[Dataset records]
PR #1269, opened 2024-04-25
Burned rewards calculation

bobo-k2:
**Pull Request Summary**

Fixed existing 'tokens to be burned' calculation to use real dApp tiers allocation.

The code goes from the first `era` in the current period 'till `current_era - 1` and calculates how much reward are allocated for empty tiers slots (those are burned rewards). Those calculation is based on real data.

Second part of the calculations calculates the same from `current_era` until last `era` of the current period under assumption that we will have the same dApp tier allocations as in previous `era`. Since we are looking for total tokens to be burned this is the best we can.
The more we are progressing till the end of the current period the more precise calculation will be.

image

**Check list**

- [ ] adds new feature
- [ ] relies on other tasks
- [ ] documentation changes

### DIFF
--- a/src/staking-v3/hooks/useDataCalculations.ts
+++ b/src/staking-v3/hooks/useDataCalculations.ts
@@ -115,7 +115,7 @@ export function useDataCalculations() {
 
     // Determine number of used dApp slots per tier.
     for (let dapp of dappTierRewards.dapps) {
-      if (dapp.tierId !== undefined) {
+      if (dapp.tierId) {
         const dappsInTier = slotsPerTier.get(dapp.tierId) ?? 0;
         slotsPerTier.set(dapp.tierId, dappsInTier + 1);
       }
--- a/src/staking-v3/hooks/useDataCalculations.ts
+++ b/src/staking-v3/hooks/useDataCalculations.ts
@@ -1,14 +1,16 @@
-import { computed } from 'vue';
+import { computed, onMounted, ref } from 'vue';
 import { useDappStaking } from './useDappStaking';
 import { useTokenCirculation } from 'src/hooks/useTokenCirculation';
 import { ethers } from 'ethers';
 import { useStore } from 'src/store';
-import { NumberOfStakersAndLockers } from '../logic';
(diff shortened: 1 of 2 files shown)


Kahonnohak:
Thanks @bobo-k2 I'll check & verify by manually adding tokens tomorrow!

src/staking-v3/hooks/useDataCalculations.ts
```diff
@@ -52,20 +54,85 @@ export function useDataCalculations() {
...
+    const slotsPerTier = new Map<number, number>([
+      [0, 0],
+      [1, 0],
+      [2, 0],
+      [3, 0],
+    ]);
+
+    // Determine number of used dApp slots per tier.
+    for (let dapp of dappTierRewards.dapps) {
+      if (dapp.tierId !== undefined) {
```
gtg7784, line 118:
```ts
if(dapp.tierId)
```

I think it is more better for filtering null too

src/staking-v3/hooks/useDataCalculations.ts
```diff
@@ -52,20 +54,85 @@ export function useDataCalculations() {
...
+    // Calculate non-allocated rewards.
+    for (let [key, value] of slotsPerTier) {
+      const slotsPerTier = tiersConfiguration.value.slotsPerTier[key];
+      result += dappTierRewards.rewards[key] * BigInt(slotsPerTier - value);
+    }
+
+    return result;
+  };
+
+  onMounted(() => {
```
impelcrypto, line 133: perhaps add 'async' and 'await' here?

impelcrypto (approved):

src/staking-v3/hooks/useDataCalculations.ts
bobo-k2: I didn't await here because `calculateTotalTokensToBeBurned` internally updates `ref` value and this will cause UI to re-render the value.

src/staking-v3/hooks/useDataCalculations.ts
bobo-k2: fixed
==
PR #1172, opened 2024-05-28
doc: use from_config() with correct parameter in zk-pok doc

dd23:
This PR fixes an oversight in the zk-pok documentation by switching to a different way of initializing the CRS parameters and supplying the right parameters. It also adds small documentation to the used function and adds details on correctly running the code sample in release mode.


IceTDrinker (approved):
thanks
* * *
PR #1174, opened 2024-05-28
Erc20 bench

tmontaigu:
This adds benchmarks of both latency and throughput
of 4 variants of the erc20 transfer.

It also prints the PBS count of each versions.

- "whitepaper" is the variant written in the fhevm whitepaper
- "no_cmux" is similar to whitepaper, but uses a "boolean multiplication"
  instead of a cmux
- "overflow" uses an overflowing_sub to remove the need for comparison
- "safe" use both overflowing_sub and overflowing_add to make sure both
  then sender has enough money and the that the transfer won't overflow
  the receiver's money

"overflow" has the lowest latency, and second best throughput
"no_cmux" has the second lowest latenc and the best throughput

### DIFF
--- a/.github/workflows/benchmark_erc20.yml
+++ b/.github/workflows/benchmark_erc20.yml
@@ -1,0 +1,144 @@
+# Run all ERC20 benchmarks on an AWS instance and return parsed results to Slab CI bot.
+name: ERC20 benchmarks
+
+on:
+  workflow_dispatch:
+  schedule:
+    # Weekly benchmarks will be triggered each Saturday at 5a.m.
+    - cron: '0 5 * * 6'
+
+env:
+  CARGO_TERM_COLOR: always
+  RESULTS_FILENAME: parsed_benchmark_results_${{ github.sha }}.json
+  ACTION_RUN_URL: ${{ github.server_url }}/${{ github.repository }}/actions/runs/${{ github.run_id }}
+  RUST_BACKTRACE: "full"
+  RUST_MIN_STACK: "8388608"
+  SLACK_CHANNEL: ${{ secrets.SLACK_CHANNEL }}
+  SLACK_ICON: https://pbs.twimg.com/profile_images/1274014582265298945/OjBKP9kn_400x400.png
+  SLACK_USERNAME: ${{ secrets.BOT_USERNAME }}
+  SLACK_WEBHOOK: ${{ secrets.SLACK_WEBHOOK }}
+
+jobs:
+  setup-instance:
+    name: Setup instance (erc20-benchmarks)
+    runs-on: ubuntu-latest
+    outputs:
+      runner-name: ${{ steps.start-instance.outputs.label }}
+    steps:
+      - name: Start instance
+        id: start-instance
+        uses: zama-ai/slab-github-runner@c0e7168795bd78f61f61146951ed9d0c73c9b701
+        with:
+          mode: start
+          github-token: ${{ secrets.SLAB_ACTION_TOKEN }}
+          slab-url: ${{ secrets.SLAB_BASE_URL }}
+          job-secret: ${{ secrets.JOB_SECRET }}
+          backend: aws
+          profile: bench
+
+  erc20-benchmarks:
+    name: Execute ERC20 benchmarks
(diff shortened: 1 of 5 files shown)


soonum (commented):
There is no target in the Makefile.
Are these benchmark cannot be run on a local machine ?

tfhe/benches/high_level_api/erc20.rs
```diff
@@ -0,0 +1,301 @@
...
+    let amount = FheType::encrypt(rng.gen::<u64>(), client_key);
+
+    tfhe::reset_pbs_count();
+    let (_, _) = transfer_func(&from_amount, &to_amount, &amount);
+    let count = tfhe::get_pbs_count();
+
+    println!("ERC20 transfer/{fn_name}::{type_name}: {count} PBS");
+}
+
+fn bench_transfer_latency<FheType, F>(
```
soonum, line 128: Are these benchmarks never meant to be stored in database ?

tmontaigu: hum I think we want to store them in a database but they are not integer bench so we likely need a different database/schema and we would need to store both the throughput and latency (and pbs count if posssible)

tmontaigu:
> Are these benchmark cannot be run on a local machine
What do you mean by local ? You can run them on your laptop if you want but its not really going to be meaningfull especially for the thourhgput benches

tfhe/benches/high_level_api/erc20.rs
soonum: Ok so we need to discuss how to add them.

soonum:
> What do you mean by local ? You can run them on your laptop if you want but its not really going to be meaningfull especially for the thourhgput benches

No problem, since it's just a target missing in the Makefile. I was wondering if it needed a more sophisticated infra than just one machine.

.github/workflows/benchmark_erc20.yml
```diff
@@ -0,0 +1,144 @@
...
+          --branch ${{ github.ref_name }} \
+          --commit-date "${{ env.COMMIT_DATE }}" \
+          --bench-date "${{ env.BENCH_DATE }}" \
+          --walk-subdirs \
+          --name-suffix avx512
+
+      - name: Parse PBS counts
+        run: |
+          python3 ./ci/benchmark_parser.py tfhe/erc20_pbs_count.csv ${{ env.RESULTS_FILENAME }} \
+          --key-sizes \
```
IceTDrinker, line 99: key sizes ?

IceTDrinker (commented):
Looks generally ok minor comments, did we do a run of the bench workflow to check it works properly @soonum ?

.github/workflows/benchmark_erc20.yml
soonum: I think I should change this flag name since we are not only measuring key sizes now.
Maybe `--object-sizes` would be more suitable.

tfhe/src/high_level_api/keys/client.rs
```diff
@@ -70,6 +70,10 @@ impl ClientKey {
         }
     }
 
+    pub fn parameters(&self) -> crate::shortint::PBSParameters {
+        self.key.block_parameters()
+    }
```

_Assigned task_
With the first line being the one containing "PR #1269, opened 2024-04-25" and the last line the one containing "Fixed existing 'tokens", transcribe exactly the lines above that fall in that range.

_Response to this exercise_
PR #1269, opened 2024-04-25
Burned rewards calculation

bobo-k2:
**Pull Request Summary**

Fixed existing 'tokens to be burned' calculation to use real dApp tiers allocation.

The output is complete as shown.